SEO but also HERO, through machine learning and big
Go back to the home of SEO
How to become a SEO HERO by fighting webspam?
Our friends operating Search Engines have to cope with finding
techniques to eliminate spam polluting their Search Engine results.
There is a lot of very active research going on in this field , some by
the Operators themselves, but also by Academics (although the difference
between the two isn’t always clear cut).
Researchers working in Stanford’s Infolab (where Brin and Page come
from) have written the following article. As its title shows, it
summarises the various and main strategies used to counter unwanted Spam
on the web (particularly spam invading online communities):
Paul Heymann, Georgia Koutrika, Hector Garcia-Molina. Fighting Spam on
Social Websites: A Survey of Potential Approaches and Future Challenges.
IEEE Internet Computing Special Issue on Social Search, 11(6): 36-45
So what do we discover in this interesting article (although not very
informative from a technical viewpoint)? We find a classification of the
different methods used to fight online Spam.

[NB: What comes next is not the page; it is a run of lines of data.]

PR #165, opened 2026-09-17
feat(the-browser-takes-its-identity-from-the-arrival): `@etherfold/brow…

wighawag:
Task: `work/tasks/done/the-browser-takes-its-identity-from-the-arrival.md`

## What I did

One MIGRATE batch scoped to `packages/browser`: every place the package **sourced** a generation's fold identity now takes the one the ARRIVAL supplied, with the author-declared path left intact underneath it.

**Source (3 sites + the threading):**
- `BrowserGenerationSpec.processorIdentity?: string` (`src/IndexerState.ts`) — handed straight to `GenerationSpec.processorIdentity` in `@etherfold/core`, and inherited by `HostedIndexerSpec`, so a worker host takes it too.
- `createIndexerState`'s per-generation store map (`generationSpecFor`) and the worker host's (`generationSpecOf`, `src/host/serve.ts`) now key on `processorIdentity ?? built.getVersionHash()` — the same expression the container resolves the registry record with, so the name filed and the name a store is looked up by cannot diverge.
- `addGeneration` takes a `processorIdentity` (a reconfigure is a new fold, so it arrives with its own), and the `createIndexer` factory option gained the fifth argument that core's `createGeneration` gained, documented because a 4-parameter factory still compiles and would silently drop it.
- `BrowserStateStore`'s bootstrap docstring no longer tells a caller to call `getVersionHash()`.

**Tests (7 sites), written test-first** at the seam the package already tests at: a new failing case in `test/generationContainer.test.ts` ("names the generation by the identity the ARRIVAL supplied, not by what the processor declares") — two generations built from the *same* definition, therefore the same declared version, registering as two generations because their bytes differ. New `test/utils/processorIdentity.ts` supplies synthetic BYTES (`sha256:<hex>`, `node:crypto`); no bundler anywhere. Migrated `setupIndexing`, `txInclusion`, `dispose`, `liveReload` (the fakes now answer a `declared-version-…` nothing reads), `entityBootstrap` (snapshot label and client identity are the arrival's, not a computed version hash), `promotion`, `generationProgress`, `everyGenerationIsLevelBeforeTheDriverRests`, `generationContainer`, `aTabHoldsItsGenerationsInSlots` and `utils/stateMovedTransports`.

**Nothing deleted:** `version`, `getVersionHash()`, `getCodeFingerprint()` and the fingerprint are untouched and still work; `processorIdentity` is optional everywhere and absent means the old fallback.

**Gate:** `format:check`, `check:adr`, `check:refs`, `check:changesets`, `build`, `typecheck`, `test` all green across the whole tree (browser: 48 files / 358 tests). Changeset added at `.changeset/the-browser-takes-its-identity-from-the-arrival.md`. Only `packages/browser/**` plus that changeset are modified; no sibling package was edited.

Nothing wrong was found outside the batch, so no observation note was filed.

## Decisions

I’ve separated these into
automatic and manual methods.
To demote (or downgrade) spam is to make sure that it doesn’t come up in
the top results of search engine returns. This doesn’t necessarily mean
that the page in question has been recognised as being spam. It merely
means that there is enough suspicion about its contents to warrant
downgrading through the use of a penalty. What kind of penalty can be
imagined? Very simple things: from .info ? penalties to limiting
contacts/connections with similar IPs, or more complicated setups like
the famous Trustrank and Spamrank. These penalties are applied
automatically and if this were done manually it would be a deliberate
spam detection objective.
The idea here is to detect the spam pages in the total corpus. It means
being able to recognise a page of spam. The easiest way to do this is
human and a moderator can get rid of any pages that he/she examines and
judges illegitimate. Radical action here means removing all the pages
belonging to an author identified as a spammer. Extreme action for
example would be to remove any websites with a name similar to that of
an identified spammer.
Automatic techniques can also be used. The best known are based on
content analysis (see works of Ntoulas, Najork, Manasse and Fetterly)

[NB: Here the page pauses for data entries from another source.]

PR #166, opened 2026-09-17
feat(the-cli-server-and-examples-take-their-identity-from-the-arrival):…

wighawag:
Task: `work/tasks/done/the-cli-server-and-examples-take-their-identity-from-the-arrival.md`

All checks are green. Here is the report.

## What I did

One MIGRATE batch of ADR-0086, scoped to `packages/cli`, `packages/server`, `packages/state-store` and `examples/`. Every call site in these packages that *sources* a generation's fold half now takes the identity its ARRIVAL supplied; every place that *describes* one says so in the new vocabulary. Nothing was deleted: `version`, `getVersionHash()`, `getCodeFingerprint()` and the `PROCESSOR DRIFT` report all still exist and still work, and the declared route is still asserted end to end inside `packages/cli`.

**Blast radius, measured rather than trusted.** The task estimated ~12 `getVersionHash` sites. The literal count in scope was ~13, but only two of those were real call sites (two hand-rolled `EventProcessor` fakes in `packages/server/test`); the rest were prose. The real migration surface was wider and different: ~14 `entityProcessorVersionHash(...)` identity-sourcing sites in `packages/cli/test` and ~12 `EntityProcessor.version`-sourced identities in `packages/server/test`.

**New, one per package:** `packages/server/test/utils/processorIdentity.ts` (synthetic bytes, `node:crypto`, matching the three existing copies in core / processor-entities / processor-sqlite) and `packages/cli/test/utils/processorIdentity.ts` (which *imports* `processorArtifactIdentity` from `@etherfold/utils` rather than re-spelling it, because the CLI already depends on it and already reads its own deployments' identities through it). No test runs a bundler; the one suite that genuinely instantiates from a path writes self-contained bytes itself or uses the committed fixture.

**`packages/server`** — `StreamBuilder` / `GenerationRebuild` / `IndexerGeneration` / `ReceivedGenerationSpec` all now receive `processorIdentity`, and `VersionedStateEventProcessor` receives `identity`, at every construction site in the suite (13 test files plus `utils/feedHarness.ts` and `utils/stateMovedTransport.ts`). `foldAt('v1')`/`entityProcessorAt(version)` became `foldAt(marker)` with a constant declared `version` labelled as naming nothing; `feedHarness.deploy`'s `processorVersion` option became `processorMarker`, and `PROCESSOR_VERSION` became `PROCESSOR_IDENTITY`. Source prose: `registry.ts`'s `ReconfigureReport` docstring, `generations.ts`, `api/admin.ts`'s refusal text, the `_generations.processor` column comment in `schema/sql/db.sql`, and the README's "what the advertised `generation` is made of" paragraph.

**`packages/cli`** — six suites moved off `entityProcessorVersionHash` onto arrival identities threaded into the namespace, the fold and the registry record together. `theDeploymentSelectsItsPromotionPolicy.test.ts` now ships a real self-contained BUNDLE on disk, so its successor is one edited handler line. Two source docstrings that had gone stale under the blocking task were corrected (`folding.ts`'s "why the namespace is computable up front", `reconfigure.ts`'s "why `unchanged` is common").

**`packages/state-store`** — `StateSnapshot.processor` and `SnapshotProcessorMismatchError` re-documented as WHICH FOLD, as the producing deployment's arrival derived it; the `openSnapshotAware` example no longer calls `eventProcessor.getVersionHash()`. The candidate predicate, the envelope and the format number are untouched (that value is `a-snapshot-is-labelled-with-the-identity-it-was-computed-under`'s).

**`examples/`** — both examples still compile and still run their tests. Neither has an arrival that derives an identity yet (see Decisions), so both keep their declared `version` with a label saying what it is, what replaces it, and which task retires it.

**Gate:** `format:check`, `check:adr`, `check:refs`, `check:changesets`, `build`, `typecheck`, `test` all green (server 342, cli 267, state-store 171, examples 2, whole tree clean). `pnpm changeset status --since=main` cannot see the changeset until it is committed (it reads `git diff`, not the working tree), which is the runner's step.

## Found outside this batch (not touched)

- `packages/state-store-sqlite/src/identifiers.ts:63` and `src/store.ts:105` still spell a generation as `{stream digest, processor version hash}`. Stale vocabulary, sibling package, no `getVersionHash()` call site.
- `CONTEXT.md:16` still lists `getVersionHash` as part of the `EventProcessor` contract — that is `the-build-command-and-its-pinning-rule-are-documented`'s criterion ("`CONTEXT.md` describes how a processor is identified in the new vocabulary"), so I left it.

## Decisions

**`theDeploymentSelectsItsPromotionPolicy.test.ts` is moved onto the BUNDLE arrival, which reverses a "do not inline it back" comment the blocking task left.** `a-deployment-runs-from-a-bundle-identified-by-its-hash` pushed that suite's fixtures onto the module route (a sibling `abi.js` import) so the EXPAND step would not silently change their arrival, and said so at the site. Its stated reason was that the cases "express a successor as a `version` bump". This batch is the step that changes that: the successor is now one edited handler line in a self-contained module, so the sibling import no longer earns its keep and the fixture reads as what a real deployment ships. Alternative considered: leave it on the module route and migrate nothing there — rejected, because the suite's subject is WHEN THE POINTER MOVES and nothing in it is about the declared identity, so leaving it would have left a whole CLI suite naming generations by a field this family deletes. What it touches: the comment the blocking task wrote is gone from that file; `anEndpointReconfiguresARunningRun.test.ts` keeps its identical comment, deliberately (below).

**`anEndpointReconfiguresARunningRun.test.ts` is RETAINED whole on the declared arrival, labelled, and is this package's declared-path witness alongside `aDeploymentRunsFromABundle.test.ts`.** Criteria 1 and 3 conflict here and I resolved it the way all three sibling batches did: a site that does not SOURCE an identity, but WITNESSES that the old form still works, stays. That file's subject is the `PROCESSOR DRIFT` report and the `unchanged` message that names `version` — machinery that exists ONLY on the declared route, because it is the compensation for an identity an author had to remember. Rewriting it onto a bundle would not migrate the coverage, it would delete it while leaving the code, which is the failure the task's own prompt warns about. The same endpoint on the bundle arrival is already asserted in `aDeploymentRunsFromABundle.test.ts`. Alternative considered: split the non-drift cases onto bundles — rejected as duplicating the bundle suite while stranding the drift cases in a file whose fixture no longer produces them. What it touches: `the-declared-version-and-the-drift-report-are-deleted` will find one labelled CLI suite (plus `aDeploymentRunsFromABundle.test.ts`'s two declared cases and `utils/chain.ts`'s `nftProcessor.version`) to retire, rather than none.

**Both examples stay on the declared path, labelled, and I did NOT give either an identity.** `examples/browser-reference` hands a tab a module OBJECT (`createIndexerState`), and `examples/event-processor-nfts` runs `etherfold build -p ./dist/cli.js`, a `tsc` output that imports its ABI. Neither arrival derives an identity today. For the tab, `a-module-handed-to-a-tab-is-identified-by-its-handler-sources` says in as many words "do not let the app supply the identity … that is the author-declared identity re-entering through the one door left open", so passing `processorIdentity` from the app — the mechanical move, since `createIndexerState` now accepts it — is forbidden rather than merely premature. For the CLI example, making it ship a bundle means adding a bundler and a build command to an example, which is `the-build-command-and-its-pinning-rule-are-documented`'s (it owns the documented command, and its own criteria reference the example). So both keep `version`, each with a label naming ADR-0086, the arrival it is on, why the old rule still applies there, and the task that retires it — because an example that teaches a rule being deleted without saying so is the "claim that stopped being true" this batch includes examples to prevent. What it touches: `a-module-handed-to-a-tab-is-identified-by-its-handler-sources` (which will migrate `browser-reference`) and `the-build-command-and-its-pinning-rule-are-documented` (which will migrate `event-processor-nfts`'s build). Alternative considered and rejected: a Vite `define`d build id as the browser example's identity — that is an author-declared identity wearing a build tool's hat, and it would set a user-visible pattern the HMR task then has to un-teach.

**The CLI suites that stand a deployment up through an injected `importModule` were left alone** (`run.test.ts`, `indexCommand.test.ts`, `oneShot.test.ts`, `commands.test.ts`, `fixedTableNamespace.test.ts`, `generationNamespaceBesideFixedTables.test.ts` and the rest). They inject the MODULE arrival, which legitimately supplies no identity, and none of them sources or asserts one — they derive namespaces from what the deployment registered. Migrating them would have meant writing a bundle per case and deleting the injected-importer affordance, for no observable change. Alternative considered: convert them all to bundles — rejected as churn that removes a test seam. What it touches: the contract task's sweep is unaffected (they name no identity), but `a-path-naming-an-unbundled-entry-point-is-refused` will have to decide whether an injected `importModule` is still an accepted arrival, and these suites are where that lands.

**`SnapshotProcessorMismatchError`'s message now says "computed by processor `x`" rather than "by processor version `x`".** A user-visible string, so I am flagging it rather than burying it. It is a one-word honesty fix, not a predicate or format change: the value is compared for equality and never parsed, and `@etherfold/processor-entities`'s equivalent message already reads exactly this way, so this removes a disagreement between two messages about the same rule. What it touches: `a-snapshot-is-labelled-with-the-identity-it-was-computed-under` owns the VALUE in that field and may reshape the wording further; I claimed none of that, and left the envelope, the format number and the candidate predicate untouched.

**The CLI's test identity helper IMPORTS `processorArtifactIdentity` where the other three packages re-spell it.** Core, `processor-entities` and `processor-sqlite` each recorded that they spell `sha256:<hex>` themselves because they cannot depend on `@etherfold/utils`. `packages/cli` can and does — `aDeploymentRunsFromABundle.test.ts` already reads its own deployments' identities through that function — so a second spelling here could disagree with the one the CLI actually runs. Recorded because it looks like an inconsistency with the three siblings and is the opposite: the reason those three forked is a dependency direction that does not apply here.


wighawag:

Migrate batch 4 of 4, the last one, so after this the contract task can delete the declared path.

- [x] **No file outside `packages/cli`, `packages/server`, `packages/state-store` and `examples/` is edited.** Checked; nothing else.
- [x] **Every `getVersionHash()` call site in the batch's areas takes its identity from the arrival.** Zero live `.getVersionHash()` invocations remain across all four; the two surviving mentions are JSDoc prose in `packages/cli/src/folding.ts` describing the declared form, which is correct during a migration.
- [x] **Nothing is deleted.** `version`, `getVersionHash()`, `getCodeFingerprint()`, `utils/fingerprint.ts` and the `PROCESSOR DRIFT` report all still exist and pass. The only `-` lines matching the old form are two prose references.
- [x] **Tests supply BYTES and none runs a bundler for an identity.** Same helper shape as the earlier batches, in both `packages/cli/test/utils/` and `packages/server/test/utils/`. Every `esbuild` occurrence is documentation or a comment. `sql2ts.test.ts`'s `execFileSync` is the pre-existing SQL-to-TS codegen check, which is relevant here only because `db.sql` changed, and the gate is green so the generated types are consistent.
- [x] **The batch is GREEN on its own,** verified by the gate over the whole tree at the rebased tip.
- [x] **A changeset accompanies it,** correctly all-`patch` since this batch moves callers and vocabulary rather than surfaces.

**Two files needed checking because they belong to later tasks, and both stopped at the right line.**

`packages/server/src/schema/sql/db.sql` is a schema file, which is not what you expect a migrate batch to touch. The change is COMMENT-ONLY: no DDL, no column type, no migration. The `_generations.processor` comment now describes the value as which fold, as the arrival derived it, stored and compared for equality with nothing parsing it. That is the right thing to say in the one place a future reader will look to find out what that column holds.

`packages/state-store/src/snapshot.ts` is the subject of `a-snapshot-is-labelled-with-the-identity-it-was-computed-under`, a later leaf, so pre-empting it here would have been a real problem. It did not: the `processor` field keeps its name and type, `ENTITY_SNAPSHOT_FORMAT` is still `1`, and the candidate PREDICATE is untouched — which is exactly what that task is instructed not to let anyone change. What moved is documentation plus the mismatch message's wording ("computed by processor `x`" rather than "by processor version `x`"), aligning it with what `@etherfold/processor-entities` already says. The VALUE the producer writes is still the old derivation, correctly left for the task that owns it.

**The best judgement in this PR is the one about what NOT to migrate, and it would have been easy to get wrong.** The batch deliberately left `anEndpointReconfiguresARunningRun.test.ts` on the DECLARED route, and says why: the `PROCESSOR DRIFT` report and the `unchanged` message that names `version` exist only on that route, because they are the compensation for an identity an author had to remember. Rewriting those suites onto a bundle would have looked like thorough migration and would in fact have DELETED their coverage rather than moved it — and the contract task then needs that coverage present in order to remove it deliberately. Likewise `aDeploymentRunsFromABundle.test.ts` keeps its positive assertion that an unbundled module still takes its identity from `getVersionHash()`. A batch that migrated everything it could reach would have quietly dismantled the declared path's only witnesses while every criterion still read as met.

**The CLI's promotion-policy suite now ships a real self-contained bundle on disk,** so its successor is one edited handler line rather than a bumped `version`. That is the change a developer actually makes, which makes the suite a better witness than it was.

**The example's docstring is honest rather than aspirational.** `examples/browser-reference/src/processor.ts` now says plainly that this app is on the declared path, that a bytes arrival deletes `version`, that a tab is the one arrival with no bytes and will derive from handler sources, and names the task that will do it. It then states that the app deliberately does NOT supply an identity of its own, because that would be the author-declared identity re-entering through the one door left open — the same reasoning the browser batch used at `updateProcessor`. Three batches independently reaching the same conclusion in the same words is the family holding together.

Merging. All four migrate batches are now landed, which unblocks `the-declared-version-and-the-drift-report-are-deleted` — the fan-in where the wide refactor is finally verified as a whole.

but we can also find methods based on link analysis (detecting link
farms, see works of Wu and Davison
and many others) as well as analysing webusers’ behaviour (here I’m
afraid I don’t have any references, but I assume that it is about
detecting the frequency of publications etc).
The obvious problem about spam detection is that until the spamming page
is found it is usually very well positioned and can stay there until it
is detected. This makes life sweet for the spammer and doesn’t encourage
him to give up this job.
Here the aim is to make it difficult for spam to get online and if it
does, to make it an expensive enterprise.
Manual techniques are very simple: this means making automatic
interaction with the system near impossible and thus forcing the spammer
to spend most of his time trying to interact with the system (or paying
people to do it). It is also possible to have users make micro payments
for each action (this wouldn’t be painful for the normal user but would
be excruciating for the spammer who sends messages in great numbers).
In the way of automated tests we have the all pervading captchas as well
as more amusing techniques like limiting access to a community (limiting
number of users and setting conditions for taking part in it etc) and
maximising the personal parameters needed. I like this last technique a
lot because the reasoning behind it is that if each user can personalize
his or her page as much as she likes, then there’s no more room for
spammers, seeing that trying to get into each page would be too much
like hard work.
Briefly then…the article contains a pleasant and readable synthesis of
methods used to fight spam, nothing new, but I encourage you to take a
look at it (it contains no difficult mathematical formulas).